1 Cardiac Surgery Department, National Heart Institute (NHI), Cairo, Egypt.

2 Cardiology Department, National Heart Institute (NHI), Cairo, Egypt.

3 Anathesisa Department, National Heart Institute (NHI), Cairo, Egypt.

Abstract

Background: Ostium secundum ASD used to be surgically closed using the standard median sternotomy, Improvement in surgical techniques encouraged many surgeons to use minimally invasive approaches as an alternative to the conventional one.
Aim of the work: To evaluate the outcome and effectiveness of the right anterior thoracotomy approach as an alternative for the median sternotomy for surgical repair of secundum ASD.
Methods: This is a prospective observational study done on 50 adult patients diagnosed with ASD of ostium secundum type, indicated for surgery and not amenable to device closure. They were divided into two equal groups: group I, represented 25 patient who underwent ASD repair through conventional median sternotomy (CMS), and group II represented 25 patients underwent right minithoracotomy (RMT).
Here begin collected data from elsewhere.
PR #3474, opened 2022-07-28
ISSUE #3406 - Unexpected behaviour in upload revisions modal

### LINKED ISSUE #3406: Unexpected behaviours in upload revisions modal
### Description
- [x] Selecting a destination, clearing the selection, and then trying to choose the initial destination again doesn't work. It says it's already in use.
- [x] Selecting an existing container. Then changing to creating a new container doesn't disable the sidebar fields.
- [x] The "Latest Revision" in the destination autocomplete actually shows the container name, not the revision name
- [x] When an error occurs in the revision description the field turns red, but an error message does not appear.
- [x] The modal maintains all data when closed and reopened. It should instead wipe the data.
- [x] The modal doesn't respond well to small screen sizes
- [x] Long container names are not truncated in destination list
- [x] Using the destination autocomplete creates errors in the console

### Steps to replicate
- Open the revision modal

image
Here there is an error (revision description too long), but there is no error text
image
Here you can see that the container Empty Container says it is in use. However there are no other files in the modal, and the container shows that there are no active uploads

The-Daniel:
This fixes #3406 

#### Description
- Cleaned up a lot of code
- Form is cleared when modal is closed
- The latest revision in the Destination dropdown now shows the latest revision instead of the container name
- Revision description errors are now visible
- Modal responds better to smaller screen sizes
- Long container names are now truncated in destination list
- Removed console errors when using autocomplete
- **FIXED**: Selecting a destination, clearing the selection, and then trying to choose the initial destination again doesn't work. It says it's already in use.
- **FIXED**: Selecting an existing container. Then changing to creating a new container doesn't disable the sidebar fields.

#### Test cases
- Open the uploads modal
- Try uploading files
- See how smaller screens look in both stages of the upload screen


frontend/src/v5/ui/routes/dashboard/projects/containers/uploadFileForm/uploadFileForm.component.tsx
```diff
@@ -179,61 +180,63 @@ export const UploadFileForm = ({ openState, onClickClose }: IUploadFileForm): JS
...
 							/>
 						</Padding>
-					</ScrollArea>
+					</UploadsListScroll>
 					<Sidebar
-						open={Number.isInteger(selectedIndex) && !isUploading}
+						open={sidebarOpen}
 						onClick={() => setSelectedIndex(null)}
-						noButton={!(Number.isInteger(selectedIndex))}
+						noButton={!sidebarOpen}
```
Amantini1997, line 232: After the changes, `noButton` is true when the `sidebarOpen` is false.
I think you can get rid of it then

frontend/src/v5/ui/controls/sideBar/sidebar.component.tsx
```diff
@@ -35,14 +35,14 @@ export const Sidebar = ({
 	hidden = false,
 	children,
 }: ISidebar): JSX.Element => (
-	<Container className={className} open={open} hidden={hidden}>
+	<SidebarContainer className={className} open={open} hidden={hidden}>
 		{!noButton && (
```
Amantini1997, line 39: I think you can get rid of the `noButton` prop (as well as the conditional render) as it is true when the prop `open` is false, and have just 
```ts
	<SidebarContainer className={className} open={open} hidden={hidden}>
		<ExpandButton onClick={onClick} variant="main">
			<ExpandIcon />
		</ExpandButton>
		<SidebarContent>
			{children}
		</SidebarContent>
	</SidebarContainer>

```

frontend/src/v5/ui/routes/dashboard/projects/containers/uploadFileForm/uploadFileForm.component.tsx
```diff
@@ -71,12 +68,14 @@ export const UploadFileForm = ({ openState, onClickClose }: IUploadFileForm): JS
...
-	}, [isUploading]);
+		remove();
+		setSelectedIndex(null);
+		setIsUploading(false);
+	}, [open]);
 
 	useEffect(() => {
-		if (fields.some((field) => filesizeTooLarge(field.file))) {
-			setError('uploads', { type: 'custom', message: '' });
+		if (fields.some(({ file }) => filesizeTooLarge(file))) {
```
Amantini1997, line 77: I am not sure if it would make the code cleaner in the overall, but for this goal you could use a `useState` variable, like `filesTooLarge` and here you just call 
```ts
setFilesTooLarge(filesTooLarge(fields.some(({ file }) => filesizeTooLarge(file)))
```

and then use that variable to set the disableButton disabled state.

This way you don't need to alter the form errors. But again, I am not sure in the overall it would make the code much cleaner or just cleaner, so feel free to ignore this comment in case

Amantini1997 (changes requested):

frontend/src/v5/ui/controls/sideBar/sidebar.component.tsx
The-Daniel: I initially did this in case the sidebar is used somewhere else where you want the button to be visible when the sidebar is closed (and act as an open sidebar button). Since it's currently not being used elsewhere I'll get rid of it. If in the future we decide it's needed then it shouldn't be too hard to re-add

frontend/src/v5/ui/routes/dashboard/projects/containers/uploadFileForm/uploadFileForm.component.tsx
The-Daniel: This let me clean up the code quite a bit, thanks!

sanmont3drepo (approved):

Amantini1997 (approved):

Comparison between groups was done regarding clamp time, bypass time, ventilation time and ICU and hospital stay.
Results: Our study showed that RMT patients had significantly smaller incision, less time of mechanical ventilation, less ICU and hospital stay, though having more bypass time when compared with the conventional median sternotomy. No operative or in hospital mortality with excellent patient satisfaction.
Conclusions: RMT used for surgical closure of secundum ASD is a safe and effective procedure showing many advantages over sternotomy, and can be used as a routine approach for such cases.